Ihre eigenen Worte, früh gesagt
Räume wie diese verändern die Menschen, die in ihnen stehen. Früher oder später kommt jedem, der eine Trauerrede entwirft, derselbe leise Gedanke: Eines Tages wird diese Rede von mir handeln, und ein Mensch, den ich liebe, wird raten müssen. Es gibt eine sanftere Möglichkeit. Bei Goodbye App können Sie den Menschen, die zählen, Briefe schreiben und sie mit Ihrer eigenen Stimme aufnehmen, einschließlich eines eigenen Abschieds mit geführten Themen, und jeden einzelnen so planen, dass er per E-Mail genau in dem Moment ankommt, den Sie wählen, selbst Jahrzehnte im Voraus: bis dahin privat, kostenlos, im Web und auf Android, in 11 Sprachen. Die kürzesten Würdigungen in dieser Sammlung dauern neunzig Sekunden.
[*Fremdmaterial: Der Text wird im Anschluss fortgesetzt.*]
PR #1367, opened 2024-02-26
Accept multidimentional atomic indexes

ZzEeKkAa:
Previous implementation used to work only with flat indexes. This one accept multidimentional indexes.

Question: Should we remove default value for the index? It will cause `TypeError` on 2- and 3-dimentional arrays?


diptorupd:
> Question: Should we remove default value for the index? It will cause TypeError on 2- and 3-dimentional arrays?

Yes, I think so. It was a bad design initially also. We should force people to be explicit with creation of atomic ref.

diptorupd (dismissed):
LGTM! Good catch.

diptorupd (approved):

PR #1370, opened 2024-03-01
Add PrivateArray kernel_api

ZzEeKkAa:
Creates `PrivateArray` class that is used inside `kernel_api`. Overloaded with `USMNdArray` instance generation on stack.

### DIFF
--- a/numba_dpex/kernel_api_impl/spirv/arrayobj.py
+++ b/numba_dpex/kernel_api_impl/spirv/arrayobj.py
@@ -1,0 +1,121 @@
+# SPDX-FileCopyrightText: 2024 Intel Corporation
+#
+# SPDX-License-Identifier: Apache-2.0
+
+"""Contains SPIR-V specific array functions."""
+
+import operator
+from functools import reduce
+from typing import Union
+
+import llvmlite.ir as llvmir
+from llvmlite.ir.builder import IRBuilder
+from numba.core import cgutils, errors, types
+from numba.core.base import BaseContext
+
+from numba_dpex.kernel_api_impl.spirv.target import SPIRVTargetContext
+from numba_dpex.ocl.oclimpl import _get_target_data
+
+
+def get_itemsize(context: SPIRVTargetContext, array_type: types.Array):
+    """
+    Return the item size for the given array or buffer type.
+    Same as numba.np.arrayobj.get_itemsize, but using spirv data.
+    """
+    targetdata = _get_target_data(context)
+    lldtype = context.get_data_type(array_type.dtype)
+    return lldtype.get_abi_size(targetdata)
+
+
+def require_literal(literal_type: types.Type):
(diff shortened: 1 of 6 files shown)


numba_dpex/kernel_api_impl/spirv/arrayobj.py
```diff
@@ -0,0 +1,117 @@
...
+    ty_array: types.Array,
+    ty_shape: Union[types.IntegerLiteral, types.BaseTuple],
+    shape: llvmir.Value,
+    data: llvmir.Value,
+):
+    """Makes SPIR-V array and fills it data."""
+    # Create array object
+    ary = context.make_array(ty_array)(context, builder)
+
+    itemsize = get_itemsize(context, ty_array)
```
diptorupd, line 55: Did you verify that we do not need the LLVM codegen target for itemsize here?

diptorupd (changes requested):
Few technical questions. The docstrings all have copypasta issues.

numba_dpex/kernel_api_impl/spirv/arrayobj.py
ZzEeKkAa: I'm using the same target as `numba_dpex.private.array`. See the implementation:
```python
def get_itemsize(context: SPIRVTargetContext, array_type: types.Array):
    """
    Return the item size for the given array or buffer type.
    Same as numba.np.arrayobj.get_itemsize, but using spirv data.
    """
    targetdata = _get_target_data(context)
    lldtype = context.get_data_type(array_type.dtype)
    return lldtype.get_abi_size(targetdata)
```

numba_dpex/kernel_api_impl/spirv/arrayobj.py
```diff
@@ -0,0 +1,117 @@
...
+    context: BaseContext,
+    builder: IRBuilder,
+    ty_array: types.Array,
+    ty_shape: Union[types.IntegerLiteral, types.BaseTuple],
+):
+    """Allocates flat array of given shape on the stack."""
+    if not isinstance(ty_shape, types.BaseTuple):
+        ty_shape = (ty_shape,)
+
+    return cgutils.alloca_once(
```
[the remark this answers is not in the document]
ZzEeKkAa: Yes,
```python
def alloca_once(builder, ty, size=None, name='', zfill=False):
    """Allocate stack memory at the entry block of the current function
    pointed by ``builder`` with llvm type ``ty``.  The optional ``size`` arg
    set the number of element to allocate.  The default is 1.  The optional
    ``name`` arg set the symbol name inside the llvm IR for debugging.
    If ``zfill`` is set, fill the memory with zeros at the current
    use-site location.  Note that the memory is always zero-filled after the
    ``alloca`` at init-site (the entry block).
    """
```

diptorupd (approved):
Thank you!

Neunzig Sekunden, heute aufgenommen, reichen, damit niemand je Ihre Stimme erraten muss.
Häufige Fragen
Ist eine Trauerrede von zwei Minuten respektlos? Nein. Länge und Liebe liegen nicht auf derselben Achse. Ein Raum erinnert sich an eine wahre Geschichte weit länger als an zwanzig Minuten Biografie, und bei Trauerfeiern mit mehreren Rednern ist Kürze eine Höflichkeit gegenüber der Familie in der ersten Reihe.
Wie kurz sollte eine Rede am Grab sein? Noch kürzer: ein bis zwei Minuten. Die Menschen stehen, oft bei Wind und Wetter. Eine Geschichte und ein Abschied ist die klassische Form am Grab.
Kann ich stattdessen einfach ein Gedicht vorlesen? Ja, und es hilft, einen persönlichen Satz voranzustellen: wer der Mensch für Sie war und warum dieses Gedicht. Dreißig Sekunden eigener Worte machen aus einer Lesung eine Würdigung.
Sollte ich sie auswendig lernen? Nein. Drucken Sie sie groß, halten Sie das Papier fest, und niemand wird schlechter von Ihnen denken; selbst professionelle Redner lesen Trauerreden ab. Das Papier ist keine Krücke, es ist ein Plan für die schwersten fünf Minuten, die das öffentliche Sprechen kennt.
In welcher Reihenfolge sollten mehrere Redner sprechen? Die engste Beziehung zuletzt, so lautet die übliche Regel, damit die Feier auf die Familie zuläuft. Wenn Sie früh an der Reihe sind, bleiben Sie kurz; wenn Sie zuletzt sprechen, schließen Sie, also enden Sie mit dem Satz, den der Raum mit nach Hause tragen soll.